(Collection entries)
PR #22548, opened 2025-03-10
Update soundcache file for recently added new sounds

pgmzeta:
[internal][sound]
## About the PR 
run `buildSoundList.ps1` and commit new soundCache.dm

## Why's this needed? 
sound cache is out of date


pgmzeta:
this should probably be a lint check (?)

PR #22559, opened 2025-03-11
Adds pet carriers to animal control lockers

itchybones:
[GAME OBJECTS][QOL]

## About the PR 
This PR adds the pet carriers to animal control lockers, the kind found in monkey pens.

## Why's this needed? 
With geneticists being able to scan small critters now, I believe it'd be a good idea to let them capture animals for transport. 

## Changelog 

```changelog
(u)Chasu
(+)Animal control lockers now come with one pet carrier each.
```


itchybones:
> I feel like we shouldn't give departments everything they could ever need round start.
> 
> Especially not genetics. Let the nerds go out and order something from cargo (and maybe get a shower).

Oh, I see what you mean. Maybe a, say, 30% carrier spawn chance could be a compromise. It'd be convenient when it happens, but if it isn't, the nerds would have to go out.

Sord213:
Seems fine to me as is. I don't like locking things like that behind chances. "Time to go get the thing I need to do part of my job...oh..it didn't spawn this round. cool"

Your goal – Please repeat each line above exactly.

Response –
PR #22548, opened 2025-03-10
Update soundcache file for recently added new sounds

pgmzeta:
[internal][sound]
## About the PR 
run `buildSoundList.ps1` and commit new soundCache.dm

## Why's this needed? 
sound cache is out of date


pgmzeta:
this should probably be a lint check (?)

PR #22559, opened 2025-03-11
Adds pet carriers to animal control lockers

itchybones:
[GAME OBJECTS][QOL]

## About the PR 
This PR adds the pet carriers to animal control lockers, the kind found in monkey pens.

## Why's this needed? 
With geneticists being able to scan small critters now, I believe it'd be a good idea to let them capture animals for transport. 

## Changelog 

```changelog
(u)Chasu
(+)Animal control lockers now come with one pet carrier each.
```


itchybones:
> I feel like we shouldn't give departments everything they could ever need round start.
> 
> Especially not genetics. Let the nerds go out and order something from cargo (and maybe get a shower).

Oh, I see what you mean. Maybe a, say, 30% carrier spawn chance could be a compromise. It'd be convenient when it happens, but if it isn't, the nerds would have to go out.

Sord213:
Seems fine to me as is. I don't like locking things like that behind chances. "Time to go get the thing I need to do part of my job...oh..it didn't spawn this round. cool"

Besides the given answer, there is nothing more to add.